Records for processing:
PR #1802, opened 2024-10-25
Codegen for AMDGPU

rochauha:
This branch contains codegen work for AMDGPU.

To build for AMDGPU, pass an additional option `-DDYNINST_ARCH_amdgpu=ON` to CMake.

PR #1979, opened 2025-08-11
[BPatch] Add API function std::string BPatch_image::getProgramFileName()

rochauha:
This method enables getting the filename without knowing the length.

It is used in #1802 for spitting out a file with instrumented kernel names from the GPU code object.

### DIFF
--- a/dyninstAPI/src/BPatch_image.C
+++ b/dyninstAPI/src/BPatch_image.C
@@ -919,20 +919,33 @@ char *BPatch_image::getProgramName(char *name, unsigned int len)
 
 char *BPatch_image::getProgramFileName(char *name, unsigned int len)
 {
-   std::vector<AddressSpace*> as;
-   addSpace->getAS(as);
-   AddressSpace *aout = as[0];
+  std::string fileName = this->getProgramFileName();
 
-   if (!aout->mappedObjects().size()) {
+  if (len > fileName.size())  {
+    std::strcpy(name, fileName.c_str());
+  } else if (len > 0u) {
+    name[0] = '\0';
+  }
+
+  return name;
+}
+
+std::string BPatch_image::getProgramFileName() const {
+   std::vector<AddressSpace*> addrSpaces;
+   addSpace->getAS(addrSpaces);
+
+   assert(!addrSpaces.empty());
+   AddressSpace *addrSpace = addrSpaces[0];
+
+   assert(addrSpace);
+   if (addrSpace->mappedObjects().empty()) {
       // No program defined yet
-      strncpy(name, "<no program defined>", len);
+      return "<no program defined>";
    }
 
-   string imname =  aout->getAOut()->fileName();
-   if (imname.empty()) imname = "<unnamed image file>";
-
-   strncpy(name, imname.c_str(), len);
-   return name;
+   string fileName =  addrSpace->getAOut()->fileName();
+   if (fileName.empty()) fileName = "<unnamed file>";
+   return fileName;
 }
 
 BPatch_module *BPatch_image::findModule(mapped_module *base) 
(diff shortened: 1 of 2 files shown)


dyninstAPI/src/BPatch_image.C
```diff
@@ -935,6 +935,21 @@ char *BPatch_image::getProgramFileName(char *name, unsigned int len)
    return name;
 }
 
+std::string BPatch_image::getProgramFileName() const {
+   std::vector<AddressSpace*> addrSpaces;
+   addSpace->getAS(addrSpaces);
+   AddressSpace *addrSpace = addrSpaces[0];
```
hainest, line 938: I know the other implementation doesn't check, but are we guaranteed to have at least one address space here?

dyninstAPI/src/BPatch_image.C
```diff
@@ -935,6 +935,21 @@ char *BPatch_image::getProgramFileName(char *name, unsigned int len)
...
+
+   if (!addrSpace->mappedObjects().size()) {
```
hainest:
```suggestion
   if (addrSpace->mappedObjects().empty()) {
```

hainest (changes requested):
We should implement one of these two versions in terms of the other. I would recommend keeping this one and changing the old one to

```C++
char *BPatch_image::getProgramFileName(char *name, unsigned int len)
{
   std::string fileName = getProgramFileName();
   strncpy(name, fileName.c_str(), len);
   return name;
}
```

kupsch:
I agree with @hainest suggestion to implement one of the functions in terms of the others, but the proposed and the current version using `strncpy` is broken. `strncpy` does not guarantee that the string is null-terminated (it is also inefficient as it zero fills the buffer that is unwritten).  Here is an improved version

```C
char *BPatch_image::getProgramFileName(char *name, unsigned int len)
{
   std::string fileName = getProgramFileName();
   if (filename.size() < len)  {
      strcpy(name, filelanen.c_str());
   }  else if (len > 0) {
      name[0] = '\0';  // return empty string if len is too small
   }
   return name;
}
```

rochauha:
> I agree with @hainest suggestion to implement one of the functions in terms of the others, but the proposed and the current version using `strncpy` is broken. `strncpy` does not guarantee that the string is null-terminated (it is also inefficient as it zero fills the buffer that is unwritten). Here is an improved version
> 
> ```c
> char *BPatch_image::getProgramFileName(char *name, unsigned int len)
> {
>    std::string fileName = getProgramFileName();
>    if (filename.size() < len)  {
>       strcpy(name, filelanen.c_str());
>    }  else if (len > 0) {
>       name[0] = '\0';  // return empty string if len is too small
>    }
>    return name;
> }
> ```

Should this be a separate PR or do you think it should be in this PR?

dyninstAPI/src/BPatch_image.C
rochauha: Now we are.

hainest:
> > I agree with @hainest suggestion to implement one of the functions in terms of the others, but the proposed and the current version using `strncpy` is broken. `strncpy` does not guarantee that the string is null-terminated (it is also inefficient as it zero fills the buffer that is unwritten). Here is an improved version
> > ```c
> > char *BPatch_image::getProgramFileName(char *name, unsigned int len)
> > {
> >    std::string fileName = getProgramFileName();
> >    if (filename.size() < len)  {
> >       strcpy(name, filelanen.c_str());
> >    }  else if (len > 0) {
> >       name[0] = '\0';  // return empty string if len is too small
> >    }
> >    return name;
> > }
> > ```
> 
> Should this be a separate PR or do you think it should be in this PR?

It should go here. A tiny change to ward off a possible future `-Wsign-compare` warning (if ever we turn that on), would be `else if (len > 0)` -> `else if (len > 0u)`.

rochauha:
I've made the suggested changes.

kupsch (approved):

PR #1981, opened 2025-08-11
Add new interfaces to the emitter

rochauha:
Most of these are used in #1802.

Also, the functionality of `emitMovePCtoReg` is used by other architectures as well, but it is implemented in various places in the codebase. It would be good to have this behavior implemented in respective emitter implementations. AMDGPU doesn't use it yet, but will switch to using it soon.

### DIFF
--- a/dyninstAPI/src/emitter.h
+++ b/dyninstAPI/src/emitter.h
@@ -122,13 +122,16 @@ class Emitter {
     virtual bool emitTOCJump(block_instance *, codeGen &) { assert(0); return false; }
     virtual bool emitTOCCall(block_instance *, codeGen &) { assert(0); return false; }
 
-    virtual void emitNops(unsigned numNops, codeGen &gen) {}
-    virtual void emitEndProgram(codeGen &gen) {}
-    virtual void emitMovLiteral(Register reg, uint32_t value, codeGen &gen) {}
-    virtual void emitConditionalBranch(bool onConditionTrue, int16_t wordOffset,
-                                     codeGen &gen) {}
-    virtual void emitShortJump(int16_t wordOffset, codeGen &gen) {}
-    virtual void emitLongJump(Register reg, uint64_t toAddress, codeGen &gen) {}
+    virtual void emitNops(unsigned /* numNops */, codeGen & /* gen */) {}
+    virtual void emitEndProgram(codeGen & /* gen */) {}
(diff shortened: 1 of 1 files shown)


dyninstAPI/h/BPatch_image.h
```diff
@@ -258,6 +258,9 @@ class DYNINST_EXPORT BPatch_image: public BPatch_sourceObj {
 
   char * getProgramFileName(char *name, unsigned int len);
 
+  // Same as above, but doesn't require knowing the length.
+  std::string getProgramFileName() const;
+
```
kupsch: Why is this here if it is in #1979?  Don't include stuff from another PR.

dyninstAPI/src/BPatch_image.C
```diff
@@ -935,6 +935,21 @@ char *BPatch_image::getProgramFileName(char *name, unsigned int len)
...
+   if (!addrSpace->mappedObjects().size()) {
+      // No program defined yet
+      return "<no program defined>";
+   }
+
+   string fileName =  addrSpace->getAOut()->fileName();
+   if (fileName.empty()) fileName = "<unnamed file>";
+   return fileName;
+}
+
```
kupsch: Why is this here if it is in #1979?  Don't include stuff from another PR.

kupsch (commented):
Remove changes that are in another PR.

hainest:
A couple of items:

1. These need to be carefully documented.
2. Aside from `emitMovePCtoReg`, are these features useful to architectures outside of amdgpu? I'm thinking about how much work we're adding to #1970.

rochauha:
> A couple of items:
> 
> 1. These need to be carefully documented.
> 2. Aside from `emitMovePCtoReg`, are these features useful to architectures outside of amdgpu? I'm thinking about how much work we're adding to [Refactor Codegen as a first step for removing ifdefs #1970](https://github.com/dyninst/dyninst/pull/1970).

The method `emitMovePCtoReg` is used by Power and AArch64. `dyninstAPI/src/emit-power.h` and `dyninstAPI/src/emit-aarch64.h` have this for their respective emitters and also implement it. But the method is specific to those emitters only. This PR also brings it as an option to all emitters.

X86 uses `emitMovPCRMToReg` and `emitMovPCRMToReg64` functions for PC-relative computations.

Task requirements:
The string "option" marks the lines to copy; report each of them from the data above.

Response to the task:
To build for AMDGPU, pass an additional option `-DDYNINST_ARCH_amdgpu=ON` to CMake.
The method `emitMovePCtoReg` is used by Power and AArch64. `dyninstAPI/src/emit-power.h` and `dyninstAPI/src/emit-aarch64.h` have this for their respective emitters and also implement it. But the method is specific to those emitters only. This PR also brings it as an option to all emitters.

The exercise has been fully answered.